WORK TO COMPLETE:
Wherever "suffix" shows up in the records below, copy the whole line.

RECORDED DATA:
Issue #595, opened 2024-03-12
Function for NewCoordinates


akhenakh:
I run into a stupid bug because specifying Z in a `NewPoint(geom.Coordinates{})` results in it defaulting to `Type: geom.DimXY`, it makes sense.

```go
package main

import (
	"fmt"

	"github.com/peterstace/simplefeatures/geom"
)

func main() {
	p := geom.NewPoint(geom.Coordinates{
		XY: geom.XY{
			X: 10,
			Y: 11,
		},
		Z: 400,
	}).AsGeometry()

	fmt.Println(p.DumpCoordinates())
	fmt.Println(p.AsText())
}
```

In the rest of the API, though,  helper functions helps to remind you to specify the dimension like `geom.NewSequence(seq, geom.DimXY)`.

I did not find any `NewCoordinates()` ?

peterstace:
Yeah I see what you mean, thank you for reporting your experience. I think there are a few different options to make this sort of bug less likely:

# Option 1

Add a `geom.NewCoordinates` function that takes a `geom.CoordinatesType`. We'd also have to make it accept the right number of float64 arguments. So maybe the function signature would be like `geom.NewCoordinates(geom.CoordinatesType, xyzm ...float64)`. Examples of use:

- `geom.NewPoint(geom.NewCoordinates(geom.DimXY, 10, 11))`
- `geom.NewPoint(geom.NewCoordinates(geom.DimXYZ, 10, 11, 400))`

It might be best if it panics if the `geom.CoordinatesType` argument doesn't match the number of args, which is the same as what `geom.NewSequence` does.

# Option 2

Create new functions for each coordinates type:

- `geom.NewCoordinatesXY(x, y float64) geom.Coordinates`
- `geom.NewCoordinatesXYZ(x, y, z float64) geom.Coordinates`
- `geom.NewCoordinatesXYM(x, y, m float64) geom.Coordinates`
- `geom.NewCoordinatesXYZM(x, y, z, m float64) geom.Coordinates`

Usage examples:

- `geom.NewPoint(geom.NewCoordinatesXY(10, 11))`
- `geom.NewPoint(geom.NewCoordinatesXYZ(10, 11, 400))`

# Option 3

The `geom.Coordinates` are mainly used for the creation of `geom.Point` values. So maybe we could just create new point constructors like this:


- `geom.NewPointXY(x, y float64) geom.Point`
- `geom.NewPointXYZ(x, y, z float64) geom.Point`
[...]

Issue #477, opened 2022-11-11
Make polygon construction easier


peterstace:
If a user has some input coordinates, it is quite onerous to get a polygon object.

For example, the following program has a hardcoded list of coordinates, constructs a polygon from those coordinates, and then calculates the centroid of the polygon.

```
func main() {
    coords := []float64{
        144.9324481856214,
        -37.80831791530031,
        151.1946474301501,
        -33.85326738062629,
        153.011491595451,
        -27.465643838083587,
        130.84533948192757,
        -12.45094813855576,
        115.8443383313529,
        -31.96739822401411,
        144.9324481856214,
        -37.80831791530031,
    }
    seq := geom.NewSequence(coords, geom.DimXY)
    ring, err := geom.NewLineString(seq)
    if err != nil {
        log.Fatalf("could not build ring: %v", err)
    }
    poly, err := geom.NewPolygon([]geom.LineString{ring})
    if err != nil {
        log.Fatalf("could not build polygon: %v", err)
    }

    log.Printf("Center: %v", poly.Centroid().AsText())
}
```

It would be nice if there were alternate (easier/terser) ways to create geometry objects. Potentially this could live in a separate package (named `gbuild` in this example, but that's just a placeholder). For example, it might look like this:

```
func main() {
    coords := []float64{
        144.9324481856214,
        -37.80831791530031,
        151.1946474301501,
        -33.85326738062629,
        153.011491595451,
        -27.465643838083587,
        130.84533948192757,
        -12.45094813855576,
        115.8443383313529,
        -31.96739822401411,
        144.9324481856214,
        -37.80831791530031,
    }
    poly, err := gbuild.PolygonFromCoords([][]float64{coords})
        log.Fatalf("could not build polygon: %v", err)
    }

    log.Printf("Center: %v", poly.Centroid().AsText())
}
```

peterstace:
Lot's of "helpers" could live in this new package. Some ideas are:

- `Must` variants that panic on error. The user doesn't need to handle errors for these if they're sure the inputs are valid (or are willing to risk a panic).
- Constructors for each geometry type directly from `float64` coordinates.
- XYZ, XYM, and XYZM are out of scope. These have a pretty neiche usecases (and the regular `[]float64` -> `Sequence` -> `Geoometry` path is always available).
- Include `Envelope` constructors as well.
- The need to create regular polygons (approximating circles) tends to come up a lot. That may be useful to add too.

peterstace:
[...]

PR #636, opened 2024-09-27
Geometry constructors that accept coordinates

peterstace:
## Motivation

Constructing geometries _not_ from WKTs, WKBs, TWKBs, or GeoJSON is currently
very arduous. E.g, this is how you would construct a `Polygon` from a list of
coordinates:

```go
coords := []float64{
    144.9324481856,
    -37.8083179153,
    151.1946474301,
    -33.8532673806,
    153.0114915954,
    -27.4656438380,
    130.8453394819,
    -12.4509481385,
    115.8443383313,
    -31.9673982240,
    144.9324481856,
    -37.8083179153,
}
seq := geom.NewSequence(coords, geom.DimXY)
ring := geom.NewLineString(seq)
poly := geom.NewPolygon([]geom.LineString{ring})
```

This is annoying in particular for users of simplefeatures who wish to
construct geometries programmatically (e.g. for their own unit tests, or other
"hardcoded" geometries).

## Mechanism

This change adds a new group of functions to the `geom` package that construct
geometries, in an easier way than the existing `Sequence` -> `LineString` ->
`Polygon` -> `MultiPolygon` etc. chain.

These functions have names in the form `New{Type}{Dimension}`, where `Type` is
one of {`Point`, `LineString`, `Polygon`, `MultiPoint`, `MultiLineString`,
`MultiPolygon`}, and `Dimension` is one of {`XY`, `XYZ`, `XYM`, `XYZM`}.

They accept coordinates at the appropriate level of nesting that corresponds to
the geometry type. For example, `NewPolygonXY` accepts a variadic number of
slices of `float64` (each slice represents a ring). `NewMultiPolygonXY` accepts
a variadic number of slices of slices of `float64` (each outer slice represents
a polygon, and each inner slice represents a ring).

These functions panic if the number of coordinates provided is not consistent
with the dimension (this behaviour is consistent with the behaviour of the
`NewSequence` function).

The example above can no be written as:

```go
coords := []float64{
    144.9324481856,
    -37.8083179153,
    151.1946474301,
    -33.8532673806,
    153.0114915954,
    -27.4656438380,
    130.8453394819,
    -12.4509481385,
    115.8443383313,
    -31.9673982240,
    144.9324481856,
    -37.8083179153,
}
poly := geom.NewPolygonXY(coords)
```

## Alternatives considered

The main alternative I considered was not having `Dimension` suffix variants,
and instead accepting a `geom.CoordinatesType` value as the first argument
(which can take one of the values {`geom.DimXY`, `geom.DimXYZ`, `geom.DimXYM`,
`geom.DimXYZM`}). This would have the advantage that the number of functions is
reduced by a factor of 4, but introduces some other disadvantages:

- The length of the invocation is longer at the callsite. E.g.
  `geom.NewPolygonFromCoords(geom.DimXY, coords)` vs
  `geom.NewPolygonXY(coords)` (the `geom.NewPolygon` function is already taken,
  so the `FromCoords` suffix is necessary).

- The `NewPointFromCoords` function would have suboptimal ergonomics, as it
  would accept a `geom.CoordinatesType` value and a variadic number of
  `float64` values. Typically, the `geom.CoordinatesType` would be hardcoded,
  so the dimensionality is encoded twice even though it doesn\'t have to be
  (once in the `geom.CoordinatesType`, and once in the number of `float64`
  values). Alternatively, the `geom.CoordinatesType` could be omitted, but then
  `NewPointFromCoords` would be inconsistent with the other `NewXXXFromCoords`
  functions.

## Check List

Have you:

- Added unit tests? Yes.

## Related Issue

- https://github.com/peterstace/simplefeatures/issues/477
- https://github.com/peterstace/simplefeatures/issues/595

### DIFF
--- a/CHANGELOG.md
+++ b/CHANGELOG.md
@@ -4,6 +4,15 @@
 
 - Upgrades `golangci-lint` to `v1.60.3`.
 
+- Adds a new group of functions to the `geom` package that construct
+  geometries. These functions have names in the form `New{Type}{Dimension}`,
+  where `Type` is one of {`Point`, `LineString`, `Polygon`, `MultiPoint`,
+  `MultiLineString`, `MultiPolygon`}, and `Dimension` is one of {`XY`, `XYZ`,
+  `XYM`, `XYZM`}. They accept coordinates at the appropriate level of nesting
+  that corresponds to the geometry type. These functions panic if the number of
+  coordinates provided is not consistent with the dimension (this behaviour is
+  consistent with the behaviour of the `NewSequence` function).
+
 ## v0.51.0
 
 2024-08-19
--- a/geom/ctor_from_coords.go
+++ b/geom/ctor_from_coords.go
@@ -309,30 +309,31 @@ func multiPointFromCoords(coords []float64, ct CoordinatesType) MultiPoint {
 		return MultiPoint{}.ForceCoordinatesType(ct)
 	}
 
-	if len(coords)%ct.Dimension() != 0 {
+	dim := ct.Dimension()
+	if len(coords)%dim != 0 {
 		msg := fmt.Sprintf(
 			"geom: coordinate arguments to %s constructor "+
 				"must have a length that is a multiple of %d",
-			ct.String(), ct.Dimension(),
+			ct.String(), dim,
 		)
 		panic(msg)
 	}
 
-	n := len(coords) / ct.Dimension()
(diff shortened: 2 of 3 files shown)


albertteoh (approved):
Looks good!

peterstace:
Thanks for reviewing @albertteoh , greatly appreciated!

FINISHED TASK:
The main alternative I considered was not having `Dimension` suffix variants,
  so the `FromCoords` suffix is necessary).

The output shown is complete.